**WHAT NEEDS TO BE DONE**
Which lines in the data below contain the string "output"? Show each one.

**Dataset records**

════════

PR #1209, opened 2022-10-29
Use the versioned triple outside of Darwin.

3405691582:
Some platforms require the normal, versioned triple to be supplied for the target flag, as Swift modules use this versioned triple as a subdirectory. If the unversioned triple is used instead, the standard library won't be found on these platforms.

Instead, use the unversioned triple only on Darwin. This also should be a noop on Linux. This behavior matches apple/swift-package-manager#3576 and apple/swift-tools-support-core#229 which contain additional context.

### DIFF
--- a/Utilities/build-script-helper.py
+++ b/Utilities/build-script-helper.py
@@ -601,7 +601,11 @@ def get_build_target(swiftc_path, args):
                                                    stderr=subprocess.PIPE,
                                                    universal_newlines=True).strip()
         args.target_info = json.loads(target_info_json)
-        return args.target_info['target']['unversionedTriple']
+        triple = args.target_info['target']['triple']
+        # Windows also wants unversionedTriple, but does not use this.
+        if platform.system() == 'Darwin':
+          triple = args.target_info['target']['unversionedTriple']
+        return triple
     except Exception as e:
         error(str(e))
 


Utilities/build-script-helper.py
```diff
@@ -601,7 +601,10 @@ def get_build_target(swiftc_path, args):
                                                    stderr=subprocess.PIPE,
                                                    universal_newlines=True).strip()
         args.target_info = json.loads(target_info_json)
-        return args.target_info['target']['unversionedTriple']
+        triple = args.target_info['target']['triple']
+        if platform.system() == 'Darwin':
+          triple = args.target_info['target']['unversionedTriple']
+        return triple
```
compnerd, line 607: We don't use this on windows but windows also expects the unversioned triple.  At the very least, I think that should be in a comment.

3405691582: Added a comment.

compnerd (approved):

compnerd:
@swift-ci please test

artemcm (approved):

MaxDesiatov:
@artemcm do you mind if this is merged?

artemcm:
@swift-ci please test

MaxDesiatov:
@swift-ci test Windows

MaxDesiatov:
Since the PR has been approved and CI is passing I'm assuming this can be merged.

PR #1210, opened 2022-10-29
swift-system is now a dependency.

3405691582:
This was introduced as a dependency in #915, so mention it.


compnerd (approved):

compnerd:
@swift-ci please test

PR #1216, opened 2022-11-03
If need be, bring back not verifying modules with a compatibility header

xymus:
Revert of 58c83b43d18f23da4730b3da36e82cfee5d861f1 and fixes the forced verification mode.


xymus:
@swift-ci Please test

PR #1223, opened 2022-11-11
Adapt to dependency scanner outputting canonical Clang PCM output paths

artemcm:
This change adapts to the `modulePath` of Clang modules in the dependency scanner output being *the* output path for such PCMs. Implemented in https://github.com/apple/swift/pull/62067.

The change temporarily handles the previous case to ensure the driver CI can work with both kinds of compilers/scanners.


artemcm:
@swift-ci test

artemcm:
@swift-ci test

nkcsgexi (approved):

PR #1224, opened 2022-11-15
Only add '-fobjc-link-runtime' to the linker invocation when the driver is invoked with '-link-objc-runtime'

artemcm:
Otherwise, every single compiled program will end up linking it, and Foundation on top of it.

### DIFF
--- a/Sources/SwiftDriver/Jobs/DarwinToolchain+LinkerSupport.swift
+++ b/Sources/SwiftDriver/Jobs/DarwinToolchain+LinkerSupport.swift
@@ -214,9 +214,14 @@ extension DarwinToolchain {
       commandLine.appendPath(VirtualPath.lookup(sdkPath))
     }
 
+    // -link-objc-runtime also implies -fobjc-link-runtime
+    if parsedOptions.hasFlag(positive: .linkObjcRuntime,
+                             negative: .noLinkObjcRuntime,
+                             default: false) {
+      commandLine.appendFlag("-fobjc-link-runtime")
+    }
+
     commandLine.appendFlags(
-      "-fobjc-link-runtime",
-      "-lobjc",
       "-lSystem"
     )
 
--- a/Tests/SwiftDriverTests/SwiftDriverTests.swift
+++ b/Tests/SwiftDriverTests/SwiftDriverTests.swift
@@ -1653,6 +1653,8 @@ final class SwiftDriverTests: XCTestCase {
 
       XCTAssertFalse(cmd.contains(.flag("-static")))
       XCTAssertFalse(cmd.contains(.flag("-shared")))
+      // Handling of '-lobjc' is now in the Clang linker driver.
+      XCTAssertFalse(cmd.contains(.flag("-lobjc")))
     }
 
     do {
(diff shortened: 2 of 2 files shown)


DougGregor (approved):

artemcm:
@swift-ci test

Sources/SwiftDriver/Jobs/DarwinToolchain+LinkerSupport.swift
```diff
@@ -214,8 +214,14 @@ extension DarwinToolchain {
       commandLine.appendPath(VirtualPath.lookup(sdkPath))
     }
 
+    // -link-objc-runtime also implies -fobjc-link-runtime
+    if parsedOptions.hasFlag(positive: .linkObjcRuntime,
```
compnerd, line 218: Is this an existing option?  Why not gate this on `-enable-objc-interop`?

artemcm: It is an existing option and seems to very explicitly map to Clang's equivalent. 

I am not sure if there are cases where `-enable-objc-interop` is set where we wouldn't want to do this though, explicit override with `-no-link-obcj-runtime` aside...

compnerd: The only question then is, is there ever a case where you want to link the ObjC runtime (and Foundation) when ObjC is explicitly disabled?  If not, I feel like `-enable-objc-interop` is nicer.

artemcm: `-enable-objc-interop` is actually a frontend-only flag (`.noDriver`) that the driver sets to be on by-default for Darwin platforms, always. 

So we cannot use it as an input switch to enable/disable this. And if we did, because it is enabled by the driver by-default, it would essentially be equivalent to what things were like before this change. I may lack some historical context here, but the existence of `-link-objc-runtime` really indicates that it ought to be used to control this behavior.

compnerd: Yeah, as a short term thing, I don't think that it is terrible.  But it seems like having an extra flag that is unnecessary and we should figure out how to deprecate that IMO.  Having the language runtime be linked in properly based on the build type seems like the right approach.

Sources/SwiftDriver/Jobs/DarwinToolchain+LinkerSupport.swift
```diff
@@ -214,8 +214,14 @@ extension DarwinToolchain {
...
+                             negative: .noLinkObjcRuntime,
+                             default: false) {
+      commandLine.appendFlag("-fobjc-link-runtime")
+    }
+
     commandLine.appendFlags(
-      "-fobjc-link-runtime",
       "-lobjc",
```
compnerd, line 225: Should `-lobjc` be dropped now?  This should be handled by `-fobjc-link-runtime` in the clang driver.

compnerd (changes requested):

Sources/SwiftDriver/Jobs/DarwinToolchain+LinkerSupport.swift
artemcm: Yup. https://github.com/apple/llvm-project/blob/cached/stable/20220421/clang/lib/Driver/ToolChains/Darwin.cpp#L751

artemcm:
@swift-ci test

artemcm:
@swift-ci test

artemcm:
@swift-ci test

Sources/SwiftDriver/Jobs/DarwinToolchain+LinkerSupport.swift
Catfish-Man: It's not that there are cases where you want this without ObjC, but there are cases where you want ObjC without this. For example, if you're in a binary which Foundation itself links.

Catfish-Man: (and then you manually link the runtime of course. I'm not aware of a situation where you want ObjC support but not the ObjC runtime, it's just Foundation that makes things tricky)

DougGregor:
This might be causing CI failures in LLDB. Speculatively reverting to do more testing

PR #1225, opened 2022-11-15
SwiftDriver: avoid `-lSystem` on Darwin

compnerd:
Now that we use the proper linker driver (`clang`), we no longer need to handle the explicit standard library linking.  Delegate this to the linker driver which will properly link to libSystem instead.  This simplifies some of the logic and further harmonises the beahviour across the various platforms.


compnerd:
@swift-ci please test

artemcm (approved):
Thanks @compnerd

════════

**EXPECTED ANSWER**
Adapt to dependency scanner outputting canonical Clang PCM output paths
This change adapts to the `modulePath` of Clang modules in the dependency scanner output being *the* output path for such PCMs. Implemented in https://github.com/apple/swift/pull/62067.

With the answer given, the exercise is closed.